Work task:
From the first line onward, reproduce the records exactly; the final line to include is the one holding "required to move".

Supplied data:
━━━━━━━━━━━━━━━━━━━━

PR #647, opened 2026-04-20
Add config store runtime config spec

### LINKED ISSUE #665: Create trusted server config store spec

ChristianPavilonis:
## Summary
- add a concrete spec for moving application config from build-time embedding to runtime config store loading
- define production vs development config behavior, including Fastly/Viceroy local-dev projection into a simulated config store
- scope the doc to config-store architecture only, with hashing included and signatures/tooling UX deferred

Closes #665

## Testing
- not run (docs-only change)

### DIFF
--- a/docs/superpowers/specs/2026-04-20-config-store-runtime-config-design.md
+++ b/docs/superpowers/specs/2026-04-20-config-store-runtime-config-design.md
@@ -1,0 +1,515 @@
+# Runtime Config Store Architecture for `trusted-server.toml`
+
+> **Status:** Proposal
+> **Scope:** Config store architecture only
+> **Date:** April 2026
+
+## Summary
+
+This document specifies the application configuration changes required to move
+Trusted Server from **build-time embedded configuration** to **runtime-loaded
+configuration**.
+
+Today, Trusted Server reads `trusted-server.toml` during the build, merges
+`TRUSTED_SERVER__*` environment variable overrides, writes a generated TOML
+file to `target/trusted-server-out.toml`, and embeds that generated file into
+the WASM binary with `include_bytes!`.
+
+This proposal replaces that model with the following target architecture:
+
+- **Production** loads application config from a platform config store at runtime
+- **Development** uses a local TOML-authored workflow rooted at the repo root by default
+- The platform config store uses a **fixed key**: `ts-config`
+- The stored payload is **canonical TOML** representing the application config
+- The config schema remains substantially the same as the existing
+  `trusted-server.toml` schema
+- Build-time embedding and build-time environment-variable merging for
+  application settings are removed
+
+The goal is to make `trusted-server.toml` remain the single application config
+source of truth while changing **how it is deployed and loaded**.
+
+This document is intentionally limited to config-store behavior and does not
+specify attestation signatures, discovery endpoints, or a full CLI design.
+
+## Scope
+
+### In scope
+
+- Production runtime loading of application config from a platform config store
+- Development loading of application config from a local TOML file
+- Bootstrap contract for locating the platform config store in production
+- Deterministic validation and canonicalization of application config
+- Config hashing based on canonical TOML bytes
+- Repository file ownership changes related to `trusted-server.toml`
+- Minimal tooling responsibilities required to deploy config to the store
+- Explicit removal of the current build-time merge-and-embed model
+
+### Out of scope
+
+- Config signatures, DSSE, or signature verification
+- Runtime attestation endpoints or statement formats
+- Full CLI command design or operator UX
+- Hot reload, file watching, or runtime config refresh
+- Runtime mutation of application config
+- Broad config schema redesign
+- Migration rollout sequencing or temporary dual-source compatibility
+- Platform-specific implementation details beyond the abstract store contract
+
+## Current state
+
+Trusted Server currently treats application config as a **build input**.
+
+The current flow is:
+
+1. Read root `trusted-server.toml`
+2. Merge `TRUSTED_SERVER__*` environment variable overrides at build time
+3. Serialize the merged config to `target/trusted-server-out.toml`
+4. Embed that generated file into the WASM binary with `include_bytes!`
+5. Parse the embedded TOML at runtime into `Settings`
+
+In the current codebase, this behavior is centered in:
+
+- `crates/trusted-server-core/build.rs`
+- `crates/trusted-server-core/src/settings_data.rs`
+
+This means the deployed binary contains both:
+
+- application code
+- publisher/operator configuration
+
+## Problems with the current state
+
+### Code and config are tightly coupled
+
+A config-only change produces a different binary artifact. That makes it harder
+to reason about code provenance separately from config changes.
+
+### Config changes require a rebuild
+
+Operators cannot update configuration independently from the WASM build.
+Changing runtime behavior requires regenerating and redeploying the binary.
+
+### Build-time environment merging weakens the source-of-truth model
+
+The current model combines a TOML file with build-time environment variables.
+That makes the effective config less obvious and weakens the idea of a single,
+authoritative application config document.
+
+### Repository ownership is wrong for operator config
+
+A tracked root `trusted-server.toml` suggests application config should live in
+source control as a committed repository artifact. In practice, application
+config is operator-owned and deployment-specific.
+
+### Runtime behavior depends on build tooling decisions
+
+Because config is preprocessed during the build, the runtime is not the
+authoritative point where config loading and validity are determined.
+
+## Goals
+
+- Keep **one application config document**: `trusted-server.toml`
+- Make **production** load application config from a platform config store
+- Make **development** load application config from a local TOML file
+- Remove build-time embedding of application settings into the WASM binary
+- Remove build-time `TRUSTED_SERVER__*` application-setting merges
+- Define a deterministic canonical TOML representation suitable for hashing
+- Preserve the existing application config schema as much as possible
+- Keep the architecture generic enough to work with a future cross-platform
+  config store abstraction
+
+## Non-goals
+
+- Designing config signing or signature verification
+- Designing a runtime attestation document
+- Supporting multiple application config sources simultaneously in production
+- Supporting hidden fallback from one source to another after source selection
+- Supporting runtime writeback of application config
+- Preserving comments or operator formatting in stored canonical payloads
+- Supporting unknown fields in application config
+- Introducing broad schema cleanup unrelated to config-store loading
+
+## Target architecture
+
+### High-level model
+
+`trusted-server.toml` remains the single application configuration document.
+What changes is how that document is sourced:
+
+- **Production:** platform config store
+- **Development:** local file at repo root by default
+
+The authoritative production payload is stored in the platform config store under
+key `ts-config`.
+
+The value stored under `ts-config` is canonical TOML representing the application
+config document.
+
+### Production behavior
+
+In production, Trusted Server:
+
+1. Obtains a platform config store reference from deployment/bootstrap wiring
+2. Reads the fixed key `ts-config`
+3. Parses the TOML payload using the existing application config schema
+4. Rejects unknown fields
+5. Validates semantic config rules
+6. Produces a valid immutable `Settings` snapshot for request handling
+7. Derives canonical TOML bytes and a config hash from that valid config
+
+Production application behavior must treat the platform config store payload as
+authoritative.
+
+### Development behavior
+
+In development, `trusted-server.toml` remains the default local authoring file
+at the repository root.
+
+A flag may be used to choose a different TOML file path.
+
+The local TOML file is the development authoring source of truth. Runtime
+consumption may happen either directly from that file or via a
+platform-specific projection step, depending on platform constraints.
+
+The development pipeline is:
+
+1. Load `trusted-server.toml` from the repository root by default, or the
+   explicitly selected TOML file
+2. Parse the TOML payload using the existing application config schema
+3. Reject unknown fields according to the rules defined in this document
+4. Validate semantic config rules
+5. Derive canonical TOML bytes and a config hash from that valid config
+6. Project the canonical TOML into the local development runtime in the
+   platform-appropriate way when needed
+7. Produce a valid immutable `Settings` snapshot for request handling
+
+On platforms such as Fastly/Viceroy, the preferred local-development approach is
+to populate the local simulated config store with the canonical payload under
+`ts-config` before request handling, rather than relying on direct host-file
+reads from within the WASM guest.
+
+When running in development, tooling or runtime logs should identify which local
+TOML file path was loaded.
+
+Development loading does **not** automatically rewrite the source file into
+canonical form.
+
+### Request-level semantics
+
+Each request must be handled against **one valid, internally consistent,
+immutable `Settings` snapshot**.
+
+This document intentionally does **not** require a specific fetch or caching
+strategy. An implementation may fetch fresh config for each request or reuse
+previously loaded state, as long as:
+
+- each request sees one coherent snapshot
+- invalid or partially loaded config is never used
+- correctness does not depend on cross-request in-memory persistence
+
+Because platform lifecycle behavior varies, the architecture must not assume that
+in-memory state survives across requests.
+
+## Bootstrap contract
+
+Production requires a minimal bootstrap mechanism to locate the platform config
+store. That bootstrap mechanism is **not** part of the application config schema.
+
+Bootstrap is deployment plumbing only.
+
+### Bootstrap responsibilities
+
+Production bootstrap must provide:
+
+- the platform config store reference needed to open/read the store
+
+Production bootstrap must **not**:
+
+- inject application settings values
+- override application settings values
+- provide an alternate key name for the application config payload
+- create a secondary source of truth for runtime application behavior
+
+### Fixed key name
+
+The application config payload key is fixed globally:
+
+- `ts-config`
+
+The runtime always reads `ts-config` once the production store reference has been
+resolved.
+
+The key name is not configurable.
+
+## Config loading and canonicalization pipeline
+
+This section defines the semantic pipeline for both production and development.
+
+### Step 1: Select the source by environment
+
+- **Production** uses the platform config store
+- **Development** uses a local TOML-authored workflow rooted at
+  `trusted-server.toml` in the repository root by default, with a flag to
+  choose a different file
+
+This document does not define a separate first-class runtime `config_source`
+mode. It defines source behavior in terms of production vs. development.
+
+### Step 2: Load the payload
+
+The selected source must yield a UTF-8 TOML payload.
+
+- Production loads the payload from store key `ts-config`
+- Development loads the payload from the selected local TOML file path and may
+  then project the canonicalized result into a local platform-simulated config
+  store before runtime consumption
+
+### Step 3: Parse strictly using the existing schema
+
+The payload is parsed as the existing application configuration schema used to
+produce `Settings`.
+
+This spec is schema-preserving by default. It does not redesign the
+`trusted-server.toml` structure beyond what is necessary to support the new
+loading model.
+
+### Step 4: Reject unknown fields
+
+Unknown fields are rejected.
+
+The system must not silently preserve, ignore, or drop unsupported keys.
+
+This applies to strongly typed configuration sections in the application config
+schema. The `integrations` section continues to follow the existing integration
+configuration model, where integration IDs are discovered dynamically and each
+integration's typed validation rules govern the contents of its own config.
+
+### Step 5: Validate semantic constraints
+
+After parsing, the config must satisfy existing semantic validation rules.
+
+Examples include:
+
+- required fields must be present
+- invalid field combinations must fail
+- invalid regexes, store identifiers, or route coverage rules must fail
+
+### Step 6: Define the canonical TOML representation
+
+Valid config has a deterministic canonical TOML representation.
+
+Canonicalization is part of the config pipeline semantics, not merely a tooling
+implementation detail.
+
+Canonicalization is defined as a dedicated transformation over valid config. It
+must not rely on whatever output happens to fall out of naive derived
+serialization alone. Implementations may need explicit canonicalization logic to
+ensure the required output properties.
+
+Canonicalization is defined as:
+
+- parse valid config through the typed config model
+- serialize it in a deterministic TOML form
+- include explicitly declared settings only
+- do **not** expand the config into a full dump of all effective defaulted runtime values
+- define stable ordering for map-like structures so identical semantic config
+  produces identical canonical bytes
+
+As a consequence:
+
+- comments are not preserved in canonical form
+- original formatting is not preserved in canonical form
+- canonical stored payloads are intended to be tight and deterministic
+- additional implementation work may be required beyond current derived
+  `Serialize` behavior to satisfy these guarantees
+
+### Step 7: Compute the config hash
+
+The config hash is computed over the canonical TOML bytes.
+
+This provides a stable hashable representation of application config suitable
+for observability and future attestation work.
+
+### Step 8: Produce the runtime snapshot
+
+The runtime uses the validated config to produce the `Settings` snapshot used by
+request handling.
+
+Implementations may materialize canonical bytes eagerly or lazily, but the
+canonical form is part of the defined semantics.
+
+## Failure behavior
+
+The selected config source must produce one valid `Settings` snapshot.
+
+If loading, parsing, or validation fails, the runtime must **fail closed**.
+
+That includes failures such as:
+
+- missing store/bootstrap reference in production
+- inability to read the selected store or file
+- missing `ts-config` key in production
+- invalid UTF-8 payloads
+- malformed TOML
+- unknown fields
+- missing required fields
+- semantic validation failures
+
+### No fallback after source selection
+
+Once the source has been selected by environment, the runtime must not fall back
+to another source.
+
+Examples of disallowed behavior:
+
+- production store mode falling back to a local file
+- development file mode falling back to embedded config
+- falling back to a previously cached last-known-good config
+- loading partial config and continuing with defaults beyond normal schema behavior
+
+### Availability behavior
+
+A config failure means the service is not healthy for serving application
+traffic.
+
+This spec does not define a special "healthy but unusable" mode for config
+failure.
+
+## Repository and file ownership changes
+
+The repository layout should change to reflect the new ownership model.
+
+### Required changes
+
+- Remove tracked `trusted-server.toml` from source control
+- Add `trusted-server.toml` to `.gitignore`
+- Add or retain `trusted-server.example.toml` as a tracked template file
+
+### File roles
+
+#### `trusted-server.toml`
+
+- operator-owned local/deployment artifact
+- default local authoring file for development
+- not tracked in git
+
+#### `trusted-server.example.toml`
+
+- tracked template file
+- kept in sync with currently supported configuration features
+- intended to help operators create a real `trusted-server.toml`
+
+## Minimal tooling contract
+
+This document does not define a full CLI specification.
+
+It does define the minimum tooling responsibilities required by the target
+architecture.
+
+Tooling responsible for publishing production config must be able to:
+
+1. Load a local TOML file
+2. Parse it using the application config schema
+3. Reject unknown fields
+4. Validate semantic config rules
+5. Produce canonical TOML
+6. Compute a hash over canonical TOML bytes
+7. Write the canonical TOML payload to the platform config store under `ts-config`
+
+For local platform simulators such as `fastly compute serve`, tooling may also
+materialize that canonical payload into the simulator's local config-store input
+before starting the runtime.
+
+Tooling may support additional commands later, such as:
+
+- pull
+- diff
+- inspect
+- dry-run deployment
+
+Those capabilities are explicitly out of scope for this document.
+
+## Hashing
+
+Config hashing is part of this architecture because it depends on deterministic
+canonicalization.
+
+### Hash source
+
+The config hash is computed over the canonical TOML bytes.
+
+Because the hash is derived from canonical bytes, canonicalization must produce
+stable field and map ordering for semantically identical config.
+
+### Purpose
+
+The config hash exists to support:
+
+- observability
+- config comparison
+- deterministic deployment artifacts
+- future attestation and provenance work
+
+### Out of scope
+
+This document does not define:
+
+- signature formats
+- signed envelopes
+- signature verification behavior
+- runtime signature enforcement
+
+## Explicit removals from the current design
+
+This proposal explicitly removes the current application-config build pipeline.
+
+### Removed behaviors
+
+- build-time embedding of application config into the WASM binary
+- build-time generation of `target/trusted-server-out.toml` as the runtime app-config source
+- build-time merging of `TRUSTED_SERVER__*` application-setting overrides
+- production dependence on a repository-tracked `trusted-server.toml`
+- runtime mutation of application config
+
+### Resulting source-of-truth model
+
+After this change:
+
+- `trusted-server.toml` remains the canonical application config document
+- in production, the authoritative deployed copy is the platform-store payload under `ts-config`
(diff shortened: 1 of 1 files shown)


docs/superpowers/specs/2026-04-20-config-store-runtime-config-design.md
```diff
@@ -0,0 +1,515 @@
...
+resolved.
+
+The key name is not configurable.
+
+## Config loading and canonicalization pipeline
+
+This section defines the semantic pipeline for both production and development.
+
+### Step 1: Select the source by environment
+
```
aram356, line 250: ❓ **question** — Source-selection signal is unspecified. Step 1 says "Select the source by environment" but never describes the runtime mechanism. Cargo feature? Env var read at module init? Fastly service-ID check? Bootstrap config flag? This is the central pipeline decision and is undefined. Either pin the mechanism here or defer explicitly (e.g., "to be defined in the tooling spec, but must be a compile-time signal").

docs/superpowers/specs/2026-04-20-config-store-runtime-config-design.md
```diff
@@ -0,0 +1,515 @@
...
+- canonical stored payloads are intended to be tight and deterministic
+- additional implementation work may be required beyond current derived
+  `Serialize` behavior to satisfy these guarantees
+
+### Step 7: Compute the config hash
+
+The config hash is computed over the canonical TOML bytes.
+
+This provides a stable hashable representation of application config suitable
+for observability and future attestation work.
```
aram356, line 332: 🔧 **wrench** — Hash algorithm not specified despite explicit "future attestation" goal. The doc commits to a config hash over canonical TOML bytes but never names SHA-256 vs BLAKE3 vs SHA-3, nor the encoding (hex / base64 / raw). Choosing here locks in the attestation contract in `2026-01-15-attestation-design.md`. Pin the algorithm + encoding (suggest SHA-256, hex) or explicitly defer to the attestation spec with a forward reference.

docs/superpowers/specs/2026-04-20-config-store-runtime-config-design.md
```diff
@@ -0,0 +1,515 @@
...
+
+Canonicalization is defined as:
+
+- parse valid config through the typed config model
+- serialize it in a deterministic TOML form
+- include explicitly declared settings only
+- do **not** expand the config into a full dump of all effective defaulted runtime values
+- define stable ordering for map-like structures so identical semantic config
+  produces identical canonical bytes
+
```
aram356, line 318: 🔧 **wrench** — Canonical TOML form is underspecified for hash stability. "Define stable ordering for map-like structures" leaves the following undefined and stability-critical:

- key ordering rule (lexicographic vs schema-declared vs insertion)
- string flavor (basic `"..."` vs literal `'...'`)
- numeric formatting (`1` vs `1.0`)
- table vs inline-table normalization
- array-of-tables vs inline-array
- Unicode normalization of string values

Two correct implementations (or two `toml-rs` versions) can produce different bytes from the same `Settings` and break hash stability. Either enumerate the rules explicitly or pin a canonicalizer crate + version.

docs/superpowers/specs/2026-04-20-config-store-runtime-config-design.md
```diff
@@ -0,0 +1,515 @@
...
+serialization alone. Implementations may need explicit canonicalization logic to
+ensure the required output properties.
+
+Canonicalization is defined as:
+
+- parse valid config through the typed config model
+- serialize it in a deterministic TOML form
+- include explicitly declared settings only
+- do **not** expand the config into a full dump of all effective defaulted runtime values
+- define stable ordering for map-like structures so identical semantic config
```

━━━━━━━━━━━━━━━━━━━━

Result of the task:
PR #647, opened 2026-04-20
Add config store runtime config spec

### LINKED ISSUE #665: Create trusted server config store spec

ChristianPavilonis:
## Summary
- add a concrete spec for moving application config from build-time embedding to runtime config store loading
- define production vs development config behavior, including Fastly/Viceroy local-dev projection into a simulated config store
- scope the doc to config-store architecture only, with hashing included and signatures/tooling UX deferred

Closes #665

## Testing
- not run (docs-only change)

### DIFF
--- a/docs/superpowers/specs/2026-04-20-config-store-runtime-config-design.md
+++ b/docs/superpowers/specs/2026-04-20-config-store-runtime-config-design.md
@@ -1,0 +1,515 @@
+# Runtime Config Store Architecture for `trusted-server.toml`
+
+> **Status:** Proposal
+> **Scope:** Config store architecture only
+> **Date:** April 2026
+
+## Summary
+
+This document specifies the application configuration changes required to move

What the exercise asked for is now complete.